_TRY IT_. An exact copy of all the records is the expected answer.

_STUDY MATERIAL_.
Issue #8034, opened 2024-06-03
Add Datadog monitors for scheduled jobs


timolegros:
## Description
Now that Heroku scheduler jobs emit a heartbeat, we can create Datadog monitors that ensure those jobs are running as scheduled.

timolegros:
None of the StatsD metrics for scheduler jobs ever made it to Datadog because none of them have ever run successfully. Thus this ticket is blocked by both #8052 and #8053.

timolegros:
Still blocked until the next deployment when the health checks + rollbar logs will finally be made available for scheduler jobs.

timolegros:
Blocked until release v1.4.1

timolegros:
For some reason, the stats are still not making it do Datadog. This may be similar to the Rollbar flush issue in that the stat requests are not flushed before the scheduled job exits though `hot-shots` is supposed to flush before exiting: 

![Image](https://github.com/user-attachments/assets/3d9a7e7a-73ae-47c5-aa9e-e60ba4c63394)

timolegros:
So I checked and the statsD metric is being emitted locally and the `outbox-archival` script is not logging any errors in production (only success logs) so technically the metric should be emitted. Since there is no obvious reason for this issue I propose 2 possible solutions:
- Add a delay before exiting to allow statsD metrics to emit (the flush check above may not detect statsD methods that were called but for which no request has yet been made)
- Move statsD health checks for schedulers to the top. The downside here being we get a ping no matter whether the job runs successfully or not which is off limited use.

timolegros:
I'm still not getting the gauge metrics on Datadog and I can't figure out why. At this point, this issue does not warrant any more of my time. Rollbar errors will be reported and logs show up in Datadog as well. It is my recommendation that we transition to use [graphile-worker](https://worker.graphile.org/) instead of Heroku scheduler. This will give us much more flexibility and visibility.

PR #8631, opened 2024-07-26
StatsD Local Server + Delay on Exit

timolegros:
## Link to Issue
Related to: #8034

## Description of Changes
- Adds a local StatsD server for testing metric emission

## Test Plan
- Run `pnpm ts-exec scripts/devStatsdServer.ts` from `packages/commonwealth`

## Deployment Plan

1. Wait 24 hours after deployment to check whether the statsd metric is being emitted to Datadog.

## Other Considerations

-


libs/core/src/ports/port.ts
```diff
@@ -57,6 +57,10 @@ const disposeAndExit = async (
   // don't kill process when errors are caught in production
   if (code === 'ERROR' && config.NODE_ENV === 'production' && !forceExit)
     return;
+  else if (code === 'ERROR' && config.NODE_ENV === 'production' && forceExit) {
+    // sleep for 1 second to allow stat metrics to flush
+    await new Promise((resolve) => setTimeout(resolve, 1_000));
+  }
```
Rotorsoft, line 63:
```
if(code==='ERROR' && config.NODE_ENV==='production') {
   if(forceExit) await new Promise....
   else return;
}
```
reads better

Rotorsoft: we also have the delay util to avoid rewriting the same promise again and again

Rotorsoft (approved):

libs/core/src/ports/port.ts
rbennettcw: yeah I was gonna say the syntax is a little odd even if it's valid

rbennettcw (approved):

_RESPONSE_.
Issue #8034, opened 2024-06-03
Add Datadog monitors for scheduled jobs


timolegros:
## Description
Now that Heroku scheduler jobs emit a heartbeat, we can create Datadog monitors that ensure those jobs are running as scheduled.

timolegros:
None of the StatsD metrics for scheduler jobs ever made it to Datadog because none of them have ever run successfully. Thus this ticket is blocked by both #8052 and #8053.

timolegros:
Still blocked until the next deployment when the health checks + rollbar logs will finally be made available for scheduler jobs.

timolegros:
Blocked until release v1.4.1

timolegros:
For some reason, the stats are still not making it do Datadog. This may be similar to the Rollbar flush issue in that the stat requests are not flushed before the scheduled job exits though `hot-shots` is supposed to flush before exiting: 

![Image](https://github.com/user-attachments/assets/3d9a7e7a-73ae-47c5-aa9e-e60ba4c63394)

timolegros:
So I checked and the statsD metric is being emitted locally and the `outbox-archival` script is not logging any errors in production (only success logs) so technically the metric should be emitted. Since there is no obvious reason for this issue I propose 2 possible solutions:
- Add a delay before exiting to allow statsD metrics to emit (the flush check above may not detect statsD methods that were called but for which no request has yet been made)
- Move statsD health checks for schedulers to the top. The downside here being we get a ping no matter whether the job runs successfully or not which is off limited use.

timolegros:
I'm still not getting the gauge metrics on Datadog and I can't figure out why. At this point, this issue does not warrant any more of my time. Rollbar errors will be reported and logs show up in Datadog as well. It is my recommendation that we transition to use [graphile-worker](https://worker.graphile.org/) instead of Heroku scheduler. This will give us much more flexibility and visibility.

PR #8631, opened 2024-07-26
StatsD Local Server + Delay on Exit

timolegros:
## Link to Issue
Related to: #8034

## Description of Changes
- Adds a local StatsD server for testing metric emission

## Test Plan
- Run `pnpm ts-exec scripts/devStatsdServer.ts` from `packages/commonwealth`

## Deployment Plan

1. Wait 24 hours after deployment to check whether the statsd metric is being emitted to Datadog.

## Other Considerations

-


libs/core/src/ports/port.ts
```diff
@@ -57,6 +57,10 @@ const disposeAndExit = async (
   // don't kill process when errors are caught in production
   if (code === 'ERROR' && config.NODE_ENV === 'production' && !forceExit)
     return;
+  else if (code === 'ERROR' && config.NODE_ENV === 'production' && forceExit) {
+    // sleep for 1 second to allow stat metrics to flush
+    await new Promise((resolve) => setTimeout(resolve, 1_000));
+  }
```
Rotorsoft, line 63:
```
if(code==='ERROR' && config.NODE_ENV==='production') {
   if(forceExit) await new Promise....
   else return;
}
```
reads better

Rotorsoft: we also have the delay util to avoid rewriting the same promise again and again

Rotorsoft (approved):

libs/core/src/ports/port.ts
rbennettcw: yeah I was gonna say the syntax is a little odd even if it's valid

rbennettcw (approved):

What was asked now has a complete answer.